- Task prompt
Among the records below, find the lines with the word "VISUALS" and copy them.

** Input follows **

PR #107, opened 2024-09-25
Project View overhaul/Refactor

LTDakin:
Problem: The project page had some vestigial design choices from when we first were scaffolding data lab. This PR redoes the project view and refactors a lot of the old code into a design that serves users (recommended by Edward).

Theres a lot of changes so I'll be listing them by file, but theres also countless decisions and changes to improve the user experience which would be too many to list out so I encourage you to clone the branch and test it out for yourself! 

Screenshot 2024-09-25 at 4 19 28 PM
Screenshot 2024-09-25 at 4 19 39 PM
Screenshot 2024-09-25 at 4 20 24 PM

packages
- updated vuetify to use 3.6.0 which also updates package-json

Image Grid
- fixed double click, now works with a debouncing timer to open image analysis
- conditional rendering of grid based on prop value, renders a loading skeleton if false
- Add alert for failed analysis

User Menu
- move grid/table toggle to project view filters
- add color to v-switch

Create Session Dialog
- Previously inside the project view component, now lives in its own
- refactored code
- updated UI includes last modified info, guiding text, closure top right

Image List
- Changed select logic to work with the image grid index pattern
- added fields: SITE, TELESCOPE, TARGET
- reordered fields to put most important info to the left
- Added analysis component to image list, activated when image clicked
- Conditional rendering of table if data, otherwise displays a table skeleton loader

Project Bar (DELETED)
- Took up too much space, replaced with expansion panels

Project Selector (DELETED)
- Took up too much space, replaced with expansion panels

Settings Store (DELETED)
- Made sense to remove as it had a mix of values, most of which where only used by the ProjectView, and others belonged to different stores

userData
- Now holds rest of settings that are stored for user
- openProposals remembers which proposals the user looked at recently and keeps it open for them
- mostRecentSessionID moved from Settings store
- refactored auth method to be shorter

api
- changed failCallback to use handleError as default method

DataSessionView
- changed settings store usage to use different store

ProjectView
- Projects are now called Proposals to stick with LCO naming
- Proposals are contained in expansion panels
- Carousel replaced with imageGrid
- switch from grid to table is now on project view
- Refactored functions and variables
- Filtering by Start Date, End Date, search by point, SImbad Search that autofills point search
- Ra and Dec debounces so user has time to type in
- Create Session Dialog logic pulled out

PR #236, opened 2025-09-12
decouple light curve from periodogram so it still works if period fails

LTDakin:
This leads to more graceful failure, program won't load endlessly anymore and light curve for the star will still be shown.

- Decouples the `magTimeSeries` data from the periodogram so we can still display light curves when the period fails to calculate
- Checks that there is period data before doing the period folding work

Paired with: https://github.com/LCOGT/ptr_datalab/pull/107


jnation3406 (approved):
I think this is a good first step but it would be better to know that the peroidogram failed since the user is explicitly asking for it

PR #244, opened 2025-12-02
Feature/periodogram improvements

jnation3406:
There are a bunch of changes in here so it might be easiest to just talk it over, but I'll try to at least put an outline here:

- Support for other input types in `OperationWizard` - including new 'source' type with its own `SourceInputWidget` which can do a source lookup by name and provides a name/ra/dec to the operation
- Changes to `MultiImageInputSelector` used by the wizard to allow restricting by filter, and allow selecting all images of a given filter from a dropdown - keyed on new keywords in the operations wizard description
- Refactor `ImageGrid` into a more generic `OperationOutputGrid` that can support both images and non-image data output in a grid view. The `ImageGrid` still exists since it is used for input image selection, which is kind of different now from showing output
- New `DataOutput` which encapsulates generic data output (as opposed to image output) from operations. It has code to show a sparkline plot of light curve or period data as well as the source / operation name
- Rename `AnalysisView` into `ImageAnalysisView` and only launch it from image data.
- Create `DataAnalysisView` which is launched from `DataOutput` data. This is where your code for showing the light curve, periodogram, and phased light curve will go. The more generic and piecemeal this is the better, since we will likely have to extend this to show other data output stuff later with new operations.


src/components/DataSession/Operation/MultiImageInputSelector.vue
```diff
@@ -54,14 +55,54 @@ const fitsImages = computed(() => {
...
+  if (props.inputDescriptions[inputKey].filter_options) {
+    return filterOptions.filter(item => props.inputDescriptions[inputKey].filter_options.includes(item))
+  }
+  else{
+    return filterOptions
+  }
+}
+
 // Image dragged into the selected images area
 function insert(inputKey, index, event) {
```
capetillo: just a suggestion, would it make sense to make this function into a utils function since other operations use `insert` logic?

capetillo (approved):
LGTM! P.S. Have we figured out why the dragging scale lost its blue color?

PR #247, opened 2026-01-07
Feature/period and dpc

capetillo:
## FEATURE: Dynamic phased light curve based on periodogram selection & download of charts

**Background:**
While the light curve was generated based on the highest peak of the periodogram, it's useful for users to select anywhere on the chart and have a light curve be generated based on their selection. 

**Implementations**
Moved logic around, particularly logic from the Analysis store because this logic no longer belongs in the Analysis view. A lot of files updated was code removed. 
When user clicks on a point on the line of the periodogram, the listener emits a value to the phased light curve component and it regenerates the chart based on the values passed. 

**UPDATE NOT CAPTURED ON VISUALS**
Flipped values on magnitude in phased light curve chart

### VISUALS
**Screen recording of flow**

https://github.com/user-attachments/assets/111b59f2-846d-4327-9576-16e1eed9caa0

**Downloaded charts (as pngs)**
image

image

image

### DIFF
--- a/src/components/Analysis/VariableStarDialog.vue
+++ b/src/components/Analysis/VariableStarDialog.vue
@@ -62,7 +62,6 @@ function dispatchVariableAnalysis() {
     }),
     target_coords: props.coords, // the target coordinates
   })
-  analysisStore.variableStarData.loading = true
   emit('closeDialog')
 }
 


src/views/DataAnalysisView.vue
```diff
@@ -20,6 +116,10 @@ const title = computed(() => {
   return text
 })
 
+const computedProps = computed(() => {
```
jnation3406: This doesn't look good to me... props are already reactive so why are you making them computed?

src/views/DataAnalysisView.vue
```diff
@@ -39,12 +139,44 @@ const title = computed(() => {
...
+            @period-selected="handlePeriodSelected"
+          />
+        </v-row>
+        <v-row class="analysis-row">
+          <period-plot
+            :variable-star-data="variableStarData"
+            :periodogram-data="periodogramData"
+            class="period-plot"
+          />
+        </v-row>
```
jnation3406: I think we should fill the space better. Maybe having a larger light curve on the left column, then a stacked periodogram / phased light curve on the right? Or a stacked light curve / periodogram on the left and larger phased light curve on the right? Or maybe a larger periodogram since that is the one the user is interacting with?

Either way, just think we can fill up the space a bit better, which might be important for a tablet to see all 3 plots on screen at once without scrolling down.

src/stores/analysis.js
```diff
@@ -35,6 +35,15 @@ export const useAnalysisStore = defineStore('analysis', {
       fluxFallback: false, // flag to indicate if flux fallback is used
       excludedImages: [], // list of excluded images for the variable star
     },
+    periodogram: {
```
jnation3406: Is this old code? Also, I think we can remove a bunch of other stuff related to the variableStarData in here, right?

src/components/Analysis/PeriodPlot.vue
```diff
@@ -1,9 +1,19 @@
 <script setup>
 import Chart from 'chart.js/auto'
-import { ref, watch, computed } from 'vue'
-import { useAnalysisStore } from '@/stores/analysis'
+import { ref, watch, computed, defineProps, onMounted } from 'vue'
```
jnation3406: Should this be called a PhasedLightCurvePlot instead of PeriodPlot?

src/components/Analysis/PeriodogramPlot.vue
```diff
@@ -0,0 +1,230 @@
...
+        class="download-btn"
+        title="Download as PNG"
+        @click="downloadChartAsPNG(chart, 'periodogram-plot.png', 'Periodogram')"
+      />
+    </div>
+  </div>
+</template>
+
+<style scoped>
+.wrapper {
```
jnation3406: All 3 of these *Plot.vue files share similar styling I think? So that's a sign that they could potentially re-use code, whether that be a re-used full component, or just a re-used stylesheet they import.

src/views/DataAnalysisView.vue
capetillo: there's no scrolling, but that just means that the graphs are small. I'll work on something

src/components/Analysis/LightCurvePlot.vue
```diff
@@ -128,10 +138,50 @@ function createChart() {
...
-    class="light-curve-plot"
-  />
+  <div class="wrapper">
+    <h1 class="title-lc">Light Curve</h1>
+    <div class="light-curve-plot-wrapper">
+      <canvas
+        ref="lightCurveCanvas"
+        class="light-curve-plot"
+      />
+      <v-btn
```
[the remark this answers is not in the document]
capetillo: alright, eaaaasy fix

src/components/Analysis/PeriodPlot.vue
capetillo: yep

src/views/DataAnalysisView.vue
```diff
@@ -12,6 +15,99 @@ const props = defineProps({
...
+      fluxFallback: data.flux_fallback,
+      excludedImages: data.excluded_images,
+      magnitudeTimeSeries: magnitudeTimeSeries,
+    }
+  }
+
+  // Pairing frequency and power data
+  if (frequency && power && frequency.length === power.length) {
+    const pairs = frequency.map((f, i) => ({ f: Number(f), p: Number(power[i]) }))
+    // Sorting by frequency
```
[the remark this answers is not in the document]
capetillo: nope, you're right

src/stores/analysis.js
```diff
@@ -34,7 +34,7 @@ export const useAnalysisStore = defineStore('analysis', {
       falseAlarmProbability: 0, // false alarm probability for the variable star
```
jnation3406: I think some of these variables relating to the variable star stuff should be no longer used and can be removed too.

PR #252, opened 2026-02-17
Adds dropdown option to request reprojection for stacked images

capetillo:
Adds dropdown menu with the options of `reprojection` and `simple` for stacked data operation

image


src/components/DataSession/Operation/OperationWizard.vue
```diff
@@ -371,13 +384,13 @@ function updateScaling(channelIndex, zmin, zmax) {
         >
           <v-col
             v-for="(inputDescription, inputKey) in group"
-            class="pb-0"
             :key="'input-col-' + inputKey"
+            class="pb-0"
```
jnation3406: perhaps we should add a cols=6 for this v-col since this is meant for two columns per row for inputs

jnation3406 (approved):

** End of Input **

- Solution to this exercise
**UPDATE NOT CAPTURED ON VISUALS**
### VISUALS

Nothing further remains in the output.